▶ Task item: Where does the string "https" appear in the records? Copy each line that holds it.

(Saved data entries)
PR #22216, opened 2024-07-10
Update SIMDe to 0.8.2

mr-c:
https://github.com/simd-everywhere/simde/compare/314452b...71fd833

Follow on to https://github.com/emscripten-core/emscripten/pull/19304

PR #25635, opened 2025-10-23
[docs] Neon updates from 6223c43 / #22216

mr-c:
This table wasn't updated when we upgraded SIMDe in #22216


mr-c:
Ping @tlively @sbc100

▶ Solution to this problem:
https://github.com/simd-everywhere/simde/compare/314452b...71fd833
Follow on to https://github.com/emscripten-core/emscripten/pull/19304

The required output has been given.